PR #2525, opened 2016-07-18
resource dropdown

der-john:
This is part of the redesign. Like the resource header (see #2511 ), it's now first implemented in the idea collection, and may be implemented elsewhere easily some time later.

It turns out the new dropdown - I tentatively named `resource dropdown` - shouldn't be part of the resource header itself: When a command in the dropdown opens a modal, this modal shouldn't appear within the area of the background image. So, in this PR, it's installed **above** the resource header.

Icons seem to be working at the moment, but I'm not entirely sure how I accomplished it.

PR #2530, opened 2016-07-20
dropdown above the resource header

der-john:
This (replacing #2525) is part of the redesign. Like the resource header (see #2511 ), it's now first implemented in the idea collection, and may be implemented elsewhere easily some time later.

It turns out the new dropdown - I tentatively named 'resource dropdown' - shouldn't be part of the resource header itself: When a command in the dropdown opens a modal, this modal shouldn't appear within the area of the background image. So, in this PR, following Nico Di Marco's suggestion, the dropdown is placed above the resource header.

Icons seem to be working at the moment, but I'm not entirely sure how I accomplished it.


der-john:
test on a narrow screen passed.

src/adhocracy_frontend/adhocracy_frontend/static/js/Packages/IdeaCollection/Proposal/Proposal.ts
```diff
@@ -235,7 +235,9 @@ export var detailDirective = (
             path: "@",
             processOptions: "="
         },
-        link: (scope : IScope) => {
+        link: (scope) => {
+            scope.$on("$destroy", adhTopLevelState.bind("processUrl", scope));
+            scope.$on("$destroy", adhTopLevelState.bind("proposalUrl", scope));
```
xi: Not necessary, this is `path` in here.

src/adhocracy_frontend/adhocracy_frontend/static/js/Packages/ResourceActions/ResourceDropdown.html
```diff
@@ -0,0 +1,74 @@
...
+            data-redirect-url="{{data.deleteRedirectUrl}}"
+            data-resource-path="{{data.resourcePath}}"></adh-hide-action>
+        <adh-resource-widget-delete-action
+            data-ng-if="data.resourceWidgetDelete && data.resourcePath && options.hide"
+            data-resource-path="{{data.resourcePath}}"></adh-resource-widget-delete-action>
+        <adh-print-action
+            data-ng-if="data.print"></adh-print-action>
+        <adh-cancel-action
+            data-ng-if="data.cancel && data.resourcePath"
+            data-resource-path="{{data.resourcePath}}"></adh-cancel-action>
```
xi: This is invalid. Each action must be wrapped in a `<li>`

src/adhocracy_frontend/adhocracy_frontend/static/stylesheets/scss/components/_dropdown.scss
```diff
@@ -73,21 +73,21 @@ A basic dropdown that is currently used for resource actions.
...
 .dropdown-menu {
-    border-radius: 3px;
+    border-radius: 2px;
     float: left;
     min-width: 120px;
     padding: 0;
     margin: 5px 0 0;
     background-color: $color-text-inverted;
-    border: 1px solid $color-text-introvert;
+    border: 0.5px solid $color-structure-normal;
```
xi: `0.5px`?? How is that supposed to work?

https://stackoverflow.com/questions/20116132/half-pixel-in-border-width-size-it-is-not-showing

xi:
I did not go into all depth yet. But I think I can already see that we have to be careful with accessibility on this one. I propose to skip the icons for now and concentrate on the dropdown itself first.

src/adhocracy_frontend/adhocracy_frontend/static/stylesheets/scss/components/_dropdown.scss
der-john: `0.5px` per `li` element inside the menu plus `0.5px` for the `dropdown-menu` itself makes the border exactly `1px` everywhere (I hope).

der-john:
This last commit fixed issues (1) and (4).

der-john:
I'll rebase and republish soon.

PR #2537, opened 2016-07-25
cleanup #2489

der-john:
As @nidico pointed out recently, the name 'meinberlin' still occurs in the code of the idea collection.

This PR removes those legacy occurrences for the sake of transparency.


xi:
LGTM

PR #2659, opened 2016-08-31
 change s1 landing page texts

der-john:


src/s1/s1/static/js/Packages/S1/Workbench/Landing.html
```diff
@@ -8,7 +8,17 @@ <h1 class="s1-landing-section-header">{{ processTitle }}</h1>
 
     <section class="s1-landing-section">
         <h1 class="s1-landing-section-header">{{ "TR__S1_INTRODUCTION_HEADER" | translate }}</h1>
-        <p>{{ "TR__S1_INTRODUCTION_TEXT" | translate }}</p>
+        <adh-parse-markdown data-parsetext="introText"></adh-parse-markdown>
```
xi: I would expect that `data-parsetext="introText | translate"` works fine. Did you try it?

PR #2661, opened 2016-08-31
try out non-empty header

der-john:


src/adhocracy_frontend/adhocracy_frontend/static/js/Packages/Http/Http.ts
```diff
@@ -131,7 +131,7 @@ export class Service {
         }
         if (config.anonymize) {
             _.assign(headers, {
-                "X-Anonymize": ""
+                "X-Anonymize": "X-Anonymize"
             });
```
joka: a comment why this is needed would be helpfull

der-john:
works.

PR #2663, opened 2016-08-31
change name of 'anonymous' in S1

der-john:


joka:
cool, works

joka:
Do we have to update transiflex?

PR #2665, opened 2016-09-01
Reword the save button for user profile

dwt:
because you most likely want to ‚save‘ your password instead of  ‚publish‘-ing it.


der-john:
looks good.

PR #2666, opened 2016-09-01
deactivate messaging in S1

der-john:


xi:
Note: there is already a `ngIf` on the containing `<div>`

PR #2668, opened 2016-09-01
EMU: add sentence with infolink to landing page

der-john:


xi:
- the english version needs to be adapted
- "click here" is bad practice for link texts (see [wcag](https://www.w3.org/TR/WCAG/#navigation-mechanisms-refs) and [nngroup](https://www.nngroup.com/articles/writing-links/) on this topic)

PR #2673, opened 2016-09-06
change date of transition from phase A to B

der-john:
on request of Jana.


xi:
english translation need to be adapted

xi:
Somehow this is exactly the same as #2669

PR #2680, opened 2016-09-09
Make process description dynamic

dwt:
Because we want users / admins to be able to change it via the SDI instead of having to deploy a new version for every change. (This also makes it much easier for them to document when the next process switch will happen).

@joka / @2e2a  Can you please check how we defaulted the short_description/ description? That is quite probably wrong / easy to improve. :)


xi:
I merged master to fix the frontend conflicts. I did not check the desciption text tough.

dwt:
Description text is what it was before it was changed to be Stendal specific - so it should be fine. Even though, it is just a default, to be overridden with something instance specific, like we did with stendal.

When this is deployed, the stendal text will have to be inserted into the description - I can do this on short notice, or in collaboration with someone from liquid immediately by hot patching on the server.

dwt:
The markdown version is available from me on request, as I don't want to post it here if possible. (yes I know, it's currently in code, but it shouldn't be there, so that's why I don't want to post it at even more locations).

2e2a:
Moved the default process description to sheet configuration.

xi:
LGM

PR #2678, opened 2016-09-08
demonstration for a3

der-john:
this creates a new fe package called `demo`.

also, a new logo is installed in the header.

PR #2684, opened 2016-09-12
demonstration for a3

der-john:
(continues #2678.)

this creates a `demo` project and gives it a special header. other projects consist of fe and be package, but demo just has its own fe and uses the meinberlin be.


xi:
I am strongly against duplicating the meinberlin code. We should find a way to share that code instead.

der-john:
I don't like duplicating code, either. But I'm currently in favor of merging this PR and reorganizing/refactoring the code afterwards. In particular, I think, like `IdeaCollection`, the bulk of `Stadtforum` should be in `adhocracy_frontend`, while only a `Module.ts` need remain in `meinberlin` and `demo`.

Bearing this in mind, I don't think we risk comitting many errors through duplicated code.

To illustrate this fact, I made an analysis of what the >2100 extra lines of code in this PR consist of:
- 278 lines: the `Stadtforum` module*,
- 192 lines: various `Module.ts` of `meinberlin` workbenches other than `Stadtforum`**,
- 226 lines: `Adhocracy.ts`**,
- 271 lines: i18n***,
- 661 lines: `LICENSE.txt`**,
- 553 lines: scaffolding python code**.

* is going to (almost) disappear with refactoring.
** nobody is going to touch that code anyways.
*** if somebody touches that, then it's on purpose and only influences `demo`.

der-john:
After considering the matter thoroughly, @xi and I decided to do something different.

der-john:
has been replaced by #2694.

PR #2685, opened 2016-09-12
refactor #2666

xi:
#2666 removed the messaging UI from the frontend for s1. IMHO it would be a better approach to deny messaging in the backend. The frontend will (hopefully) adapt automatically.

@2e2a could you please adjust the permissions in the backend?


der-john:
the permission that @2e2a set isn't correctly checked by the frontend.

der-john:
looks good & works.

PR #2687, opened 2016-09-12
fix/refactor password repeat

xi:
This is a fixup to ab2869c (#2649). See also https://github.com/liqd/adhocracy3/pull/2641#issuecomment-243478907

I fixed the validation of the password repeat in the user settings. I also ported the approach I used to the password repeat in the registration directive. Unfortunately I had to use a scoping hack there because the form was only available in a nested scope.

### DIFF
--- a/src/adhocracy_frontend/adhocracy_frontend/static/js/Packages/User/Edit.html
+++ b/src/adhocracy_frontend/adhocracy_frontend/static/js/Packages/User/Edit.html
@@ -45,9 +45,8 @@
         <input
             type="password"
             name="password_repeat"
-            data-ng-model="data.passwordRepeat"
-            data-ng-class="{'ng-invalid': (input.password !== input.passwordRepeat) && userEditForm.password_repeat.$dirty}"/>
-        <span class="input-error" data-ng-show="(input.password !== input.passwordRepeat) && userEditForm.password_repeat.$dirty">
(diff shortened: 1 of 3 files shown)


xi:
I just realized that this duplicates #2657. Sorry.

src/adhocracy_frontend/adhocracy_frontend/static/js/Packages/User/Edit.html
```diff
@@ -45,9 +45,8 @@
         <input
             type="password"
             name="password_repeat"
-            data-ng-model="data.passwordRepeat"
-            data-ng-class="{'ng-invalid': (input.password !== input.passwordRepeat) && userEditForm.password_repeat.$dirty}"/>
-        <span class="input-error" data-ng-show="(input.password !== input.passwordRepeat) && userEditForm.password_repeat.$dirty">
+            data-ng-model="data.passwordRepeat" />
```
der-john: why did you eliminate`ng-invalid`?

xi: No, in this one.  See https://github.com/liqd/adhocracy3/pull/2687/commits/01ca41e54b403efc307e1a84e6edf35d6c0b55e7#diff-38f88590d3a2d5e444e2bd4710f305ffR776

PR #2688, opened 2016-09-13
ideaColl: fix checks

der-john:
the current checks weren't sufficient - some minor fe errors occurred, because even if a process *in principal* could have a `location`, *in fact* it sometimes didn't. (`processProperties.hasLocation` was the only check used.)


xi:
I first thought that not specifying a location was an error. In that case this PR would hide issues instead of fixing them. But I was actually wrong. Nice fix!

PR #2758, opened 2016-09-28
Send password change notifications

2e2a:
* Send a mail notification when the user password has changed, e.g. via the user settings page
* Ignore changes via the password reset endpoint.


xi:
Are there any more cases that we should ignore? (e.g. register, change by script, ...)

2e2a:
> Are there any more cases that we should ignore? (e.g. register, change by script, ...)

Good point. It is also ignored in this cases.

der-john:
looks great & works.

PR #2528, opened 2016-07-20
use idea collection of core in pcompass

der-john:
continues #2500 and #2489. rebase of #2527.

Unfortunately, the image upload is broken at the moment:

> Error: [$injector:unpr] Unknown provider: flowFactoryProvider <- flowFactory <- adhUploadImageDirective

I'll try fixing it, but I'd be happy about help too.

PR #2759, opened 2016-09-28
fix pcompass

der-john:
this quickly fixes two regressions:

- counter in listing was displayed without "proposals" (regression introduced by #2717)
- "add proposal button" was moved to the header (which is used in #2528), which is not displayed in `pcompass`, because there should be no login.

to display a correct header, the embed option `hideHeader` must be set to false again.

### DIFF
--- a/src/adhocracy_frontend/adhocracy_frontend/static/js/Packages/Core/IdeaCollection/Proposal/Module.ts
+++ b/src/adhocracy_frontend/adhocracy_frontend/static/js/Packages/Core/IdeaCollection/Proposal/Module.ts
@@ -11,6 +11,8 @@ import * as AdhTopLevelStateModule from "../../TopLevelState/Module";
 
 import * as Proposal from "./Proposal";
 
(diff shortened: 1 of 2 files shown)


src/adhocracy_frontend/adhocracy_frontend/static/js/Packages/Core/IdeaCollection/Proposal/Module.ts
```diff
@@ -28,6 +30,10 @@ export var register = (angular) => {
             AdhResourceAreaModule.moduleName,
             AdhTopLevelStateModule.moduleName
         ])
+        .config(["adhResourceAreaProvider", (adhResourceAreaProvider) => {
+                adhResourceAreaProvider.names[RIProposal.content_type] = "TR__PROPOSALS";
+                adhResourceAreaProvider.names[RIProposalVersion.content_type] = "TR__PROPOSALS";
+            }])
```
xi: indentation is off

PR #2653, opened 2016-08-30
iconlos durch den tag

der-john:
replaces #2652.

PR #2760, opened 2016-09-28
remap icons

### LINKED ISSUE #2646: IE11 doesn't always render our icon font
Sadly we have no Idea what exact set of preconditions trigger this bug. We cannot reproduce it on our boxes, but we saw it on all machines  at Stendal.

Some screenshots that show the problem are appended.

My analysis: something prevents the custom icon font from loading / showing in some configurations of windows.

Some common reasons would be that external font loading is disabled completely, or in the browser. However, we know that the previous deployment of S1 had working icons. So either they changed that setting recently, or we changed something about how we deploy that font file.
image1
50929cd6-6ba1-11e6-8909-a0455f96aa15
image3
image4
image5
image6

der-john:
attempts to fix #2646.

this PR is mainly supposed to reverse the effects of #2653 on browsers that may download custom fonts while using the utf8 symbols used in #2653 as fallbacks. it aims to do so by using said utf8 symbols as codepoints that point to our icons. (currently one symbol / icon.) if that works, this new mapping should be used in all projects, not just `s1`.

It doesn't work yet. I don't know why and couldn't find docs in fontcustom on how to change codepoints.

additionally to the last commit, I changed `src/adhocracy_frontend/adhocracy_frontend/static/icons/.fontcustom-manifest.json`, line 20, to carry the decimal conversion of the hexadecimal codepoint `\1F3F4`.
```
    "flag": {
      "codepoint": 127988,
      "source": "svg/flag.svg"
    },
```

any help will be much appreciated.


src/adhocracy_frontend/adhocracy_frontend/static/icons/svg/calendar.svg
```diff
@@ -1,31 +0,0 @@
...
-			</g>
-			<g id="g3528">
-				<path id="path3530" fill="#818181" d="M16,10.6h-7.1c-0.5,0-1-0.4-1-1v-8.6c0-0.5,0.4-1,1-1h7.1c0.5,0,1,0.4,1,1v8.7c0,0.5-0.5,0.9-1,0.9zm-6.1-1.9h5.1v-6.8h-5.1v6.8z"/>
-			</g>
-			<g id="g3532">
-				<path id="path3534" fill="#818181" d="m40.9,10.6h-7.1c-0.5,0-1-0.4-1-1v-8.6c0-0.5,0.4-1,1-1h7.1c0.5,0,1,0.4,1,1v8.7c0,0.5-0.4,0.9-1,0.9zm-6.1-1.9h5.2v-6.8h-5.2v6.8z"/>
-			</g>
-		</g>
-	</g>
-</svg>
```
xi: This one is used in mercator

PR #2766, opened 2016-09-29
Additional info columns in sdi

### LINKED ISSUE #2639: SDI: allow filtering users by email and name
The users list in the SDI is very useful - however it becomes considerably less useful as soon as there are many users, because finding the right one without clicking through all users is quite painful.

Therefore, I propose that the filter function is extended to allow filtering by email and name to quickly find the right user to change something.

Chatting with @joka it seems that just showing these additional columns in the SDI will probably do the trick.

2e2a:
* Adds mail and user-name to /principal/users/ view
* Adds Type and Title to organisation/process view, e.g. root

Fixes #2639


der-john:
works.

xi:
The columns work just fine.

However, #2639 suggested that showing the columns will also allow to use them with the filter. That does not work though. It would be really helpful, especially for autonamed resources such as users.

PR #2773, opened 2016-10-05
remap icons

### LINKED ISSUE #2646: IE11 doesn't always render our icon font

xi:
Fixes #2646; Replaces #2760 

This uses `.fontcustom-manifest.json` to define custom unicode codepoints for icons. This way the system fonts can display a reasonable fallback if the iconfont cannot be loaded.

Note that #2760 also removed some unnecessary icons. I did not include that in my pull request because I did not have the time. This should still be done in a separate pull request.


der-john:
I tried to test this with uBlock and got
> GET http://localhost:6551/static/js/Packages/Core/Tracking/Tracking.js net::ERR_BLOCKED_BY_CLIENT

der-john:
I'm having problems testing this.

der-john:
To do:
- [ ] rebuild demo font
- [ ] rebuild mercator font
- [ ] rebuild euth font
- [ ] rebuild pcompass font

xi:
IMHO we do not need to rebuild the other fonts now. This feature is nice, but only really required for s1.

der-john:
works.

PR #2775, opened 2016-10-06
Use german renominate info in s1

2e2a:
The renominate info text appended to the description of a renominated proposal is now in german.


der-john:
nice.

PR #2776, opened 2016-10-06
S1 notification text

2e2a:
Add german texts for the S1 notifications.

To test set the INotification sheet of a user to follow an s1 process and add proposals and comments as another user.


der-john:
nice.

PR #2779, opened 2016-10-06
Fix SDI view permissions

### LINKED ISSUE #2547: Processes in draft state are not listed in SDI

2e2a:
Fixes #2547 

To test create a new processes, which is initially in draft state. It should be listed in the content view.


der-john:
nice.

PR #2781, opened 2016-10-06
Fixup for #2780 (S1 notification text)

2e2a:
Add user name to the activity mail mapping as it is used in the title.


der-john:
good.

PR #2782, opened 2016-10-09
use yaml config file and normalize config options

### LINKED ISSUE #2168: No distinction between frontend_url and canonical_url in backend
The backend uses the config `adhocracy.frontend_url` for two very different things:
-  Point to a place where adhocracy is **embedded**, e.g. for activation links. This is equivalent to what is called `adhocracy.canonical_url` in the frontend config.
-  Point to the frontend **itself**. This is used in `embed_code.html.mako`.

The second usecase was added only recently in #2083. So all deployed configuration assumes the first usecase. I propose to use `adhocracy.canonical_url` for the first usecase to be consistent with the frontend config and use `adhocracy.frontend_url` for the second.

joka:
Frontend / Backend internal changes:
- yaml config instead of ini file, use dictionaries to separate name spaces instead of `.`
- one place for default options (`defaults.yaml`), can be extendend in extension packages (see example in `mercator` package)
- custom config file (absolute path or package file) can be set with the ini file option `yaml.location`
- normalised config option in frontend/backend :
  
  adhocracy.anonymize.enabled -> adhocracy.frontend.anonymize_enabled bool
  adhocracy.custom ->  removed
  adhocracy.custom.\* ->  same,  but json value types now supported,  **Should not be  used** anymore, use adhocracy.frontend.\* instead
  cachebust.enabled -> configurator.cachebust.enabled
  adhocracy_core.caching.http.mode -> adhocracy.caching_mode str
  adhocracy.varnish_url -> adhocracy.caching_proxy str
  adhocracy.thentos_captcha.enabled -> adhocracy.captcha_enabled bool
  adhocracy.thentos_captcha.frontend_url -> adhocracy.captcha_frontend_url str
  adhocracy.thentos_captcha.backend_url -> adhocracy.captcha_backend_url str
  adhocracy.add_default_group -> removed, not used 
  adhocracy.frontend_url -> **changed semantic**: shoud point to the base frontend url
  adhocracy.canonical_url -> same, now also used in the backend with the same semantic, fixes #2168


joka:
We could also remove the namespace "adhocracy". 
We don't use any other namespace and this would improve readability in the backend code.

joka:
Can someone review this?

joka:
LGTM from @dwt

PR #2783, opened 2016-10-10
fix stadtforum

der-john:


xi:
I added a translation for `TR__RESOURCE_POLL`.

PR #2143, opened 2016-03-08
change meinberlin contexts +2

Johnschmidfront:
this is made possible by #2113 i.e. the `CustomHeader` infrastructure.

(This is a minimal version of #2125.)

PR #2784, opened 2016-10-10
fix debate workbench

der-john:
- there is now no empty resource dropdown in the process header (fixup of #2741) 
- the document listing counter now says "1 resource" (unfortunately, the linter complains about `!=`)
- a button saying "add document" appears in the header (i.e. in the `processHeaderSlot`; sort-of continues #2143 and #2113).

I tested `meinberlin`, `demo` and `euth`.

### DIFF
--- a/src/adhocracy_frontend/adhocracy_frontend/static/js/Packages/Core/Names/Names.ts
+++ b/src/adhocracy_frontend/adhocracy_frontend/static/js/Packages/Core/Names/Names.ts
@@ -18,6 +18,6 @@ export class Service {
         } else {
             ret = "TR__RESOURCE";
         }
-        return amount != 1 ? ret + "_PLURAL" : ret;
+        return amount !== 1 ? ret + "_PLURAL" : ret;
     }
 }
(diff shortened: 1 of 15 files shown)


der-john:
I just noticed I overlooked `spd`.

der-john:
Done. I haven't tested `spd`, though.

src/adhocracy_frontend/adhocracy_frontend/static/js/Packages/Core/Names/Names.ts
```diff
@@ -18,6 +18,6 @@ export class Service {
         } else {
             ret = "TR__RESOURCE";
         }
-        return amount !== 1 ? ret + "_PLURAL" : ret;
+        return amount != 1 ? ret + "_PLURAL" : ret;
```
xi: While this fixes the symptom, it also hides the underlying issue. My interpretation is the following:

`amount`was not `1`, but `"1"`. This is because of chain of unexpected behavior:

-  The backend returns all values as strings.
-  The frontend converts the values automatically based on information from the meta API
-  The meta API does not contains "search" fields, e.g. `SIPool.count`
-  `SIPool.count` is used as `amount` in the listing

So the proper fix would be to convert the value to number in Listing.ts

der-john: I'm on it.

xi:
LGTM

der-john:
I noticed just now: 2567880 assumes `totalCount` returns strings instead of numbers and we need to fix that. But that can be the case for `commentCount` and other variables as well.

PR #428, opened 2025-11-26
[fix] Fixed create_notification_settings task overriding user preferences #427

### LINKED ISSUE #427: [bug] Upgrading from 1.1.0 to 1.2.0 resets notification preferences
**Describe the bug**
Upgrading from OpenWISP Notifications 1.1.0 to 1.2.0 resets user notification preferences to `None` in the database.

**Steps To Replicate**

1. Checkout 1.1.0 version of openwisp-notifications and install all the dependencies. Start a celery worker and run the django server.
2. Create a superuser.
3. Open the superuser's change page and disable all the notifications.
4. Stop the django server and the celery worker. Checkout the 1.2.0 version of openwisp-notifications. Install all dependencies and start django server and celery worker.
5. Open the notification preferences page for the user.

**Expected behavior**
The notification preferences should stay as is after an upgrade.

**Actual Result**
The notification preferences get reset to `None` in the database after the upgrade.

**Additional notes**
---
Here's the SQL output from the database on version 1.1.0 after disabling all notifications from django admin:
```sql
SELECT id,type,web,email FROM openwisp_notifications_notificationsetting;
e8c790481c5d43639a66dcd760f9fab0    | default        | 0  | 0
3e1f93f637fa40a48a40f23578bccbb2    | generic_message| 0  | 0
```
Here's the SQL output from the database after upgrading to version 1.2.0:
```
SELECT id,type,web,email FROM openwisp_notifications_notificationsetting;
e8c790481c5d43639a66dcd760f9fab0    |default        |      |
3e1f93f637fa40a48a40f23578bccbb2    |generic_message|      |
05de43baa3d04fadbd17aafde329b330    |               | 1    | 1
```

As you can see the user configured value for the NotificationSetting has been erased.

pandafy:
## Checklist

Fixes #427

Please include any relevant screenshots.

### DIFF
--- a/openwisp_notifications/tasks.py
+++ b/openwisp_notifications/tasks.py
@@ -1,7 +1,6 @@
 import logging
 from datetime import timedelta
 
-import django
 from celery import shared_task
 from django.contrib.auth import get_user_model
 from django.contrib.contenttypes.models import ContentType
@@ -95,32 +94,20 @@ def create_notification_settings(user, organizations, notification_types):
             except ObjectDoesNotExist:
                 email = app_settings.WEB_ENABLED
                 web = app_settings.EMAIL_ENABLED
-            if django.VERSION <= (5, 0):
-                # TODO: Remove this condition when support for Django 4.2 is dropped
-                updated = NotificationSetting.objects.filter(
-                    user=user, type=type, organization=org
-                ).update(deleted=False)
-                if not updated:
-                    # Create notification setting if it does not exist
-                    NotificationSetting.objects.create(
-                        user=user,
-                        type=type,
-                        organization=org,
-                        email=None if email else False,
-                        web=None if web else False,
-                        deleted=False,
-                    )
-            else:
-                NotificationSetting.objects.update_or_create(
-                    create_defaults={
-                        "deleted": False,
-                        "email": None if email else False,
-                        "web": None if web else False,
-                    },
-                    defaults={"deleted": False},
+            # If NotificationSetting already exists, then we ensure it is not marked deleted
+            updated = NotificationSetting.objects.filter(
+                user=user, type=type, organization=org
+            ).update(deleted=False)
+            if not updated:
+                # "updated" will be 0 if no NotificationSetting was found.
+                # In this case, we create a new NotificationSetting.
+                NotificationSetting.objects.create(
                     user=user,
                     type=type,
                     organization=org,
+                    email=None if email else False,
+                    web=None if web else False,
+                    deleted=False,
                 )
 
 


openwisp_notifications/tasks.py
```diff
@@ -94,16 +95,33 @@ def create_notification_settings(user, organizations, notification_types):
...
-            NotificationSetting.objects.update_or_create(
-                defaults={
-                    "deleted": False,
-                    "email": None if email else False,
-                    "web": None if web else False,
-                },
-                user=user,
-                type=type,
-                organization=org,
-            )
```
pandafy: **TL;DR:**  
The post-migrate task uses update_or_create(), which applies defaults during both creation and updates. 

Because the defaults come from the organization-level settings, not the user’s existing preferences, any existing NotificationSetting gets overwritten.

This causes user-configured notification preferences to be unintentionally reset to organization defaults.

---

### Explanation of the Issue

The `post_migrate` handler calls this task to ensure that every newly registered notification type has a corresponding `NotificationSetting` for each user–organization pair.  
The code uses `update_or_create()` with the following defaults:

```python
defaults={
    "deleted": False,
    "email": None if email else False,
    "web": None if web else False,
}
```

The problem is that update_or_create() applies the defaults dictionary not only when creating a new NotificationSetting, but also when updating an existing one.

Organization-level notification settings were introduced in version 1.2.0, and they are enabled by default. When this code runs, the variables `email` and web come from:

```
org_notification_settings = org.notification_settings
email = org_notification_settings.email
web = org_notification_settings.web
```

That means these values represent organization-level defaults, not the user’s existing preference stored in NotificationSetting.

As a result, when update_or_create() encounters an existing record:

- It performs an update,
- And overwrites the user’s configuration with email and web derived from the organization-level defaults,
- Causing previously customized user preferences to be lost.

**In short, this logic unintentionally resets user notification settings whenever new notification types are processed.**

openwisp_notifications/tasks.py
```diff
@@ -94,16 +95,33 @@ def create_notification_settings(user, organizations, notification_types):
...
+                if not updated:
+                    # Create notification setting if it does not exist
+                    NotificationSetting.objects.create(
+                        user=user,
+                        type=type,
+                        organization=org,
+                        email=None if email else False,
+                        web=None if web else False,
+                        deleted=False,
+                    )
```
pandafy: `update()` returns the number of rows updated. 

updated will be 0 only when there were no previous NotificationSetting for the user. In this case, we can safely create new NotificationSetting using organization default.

— WORK REQUIRED —
Look through the data above. Each line containing the word "listed" needs to be copied.

— WRITTEN RESPONSE —
### LINKED ISSUE #2547: Processes in draft state are not listed in SDI
To test create a new processes, which is initially in draft state. It should be listed in the content view.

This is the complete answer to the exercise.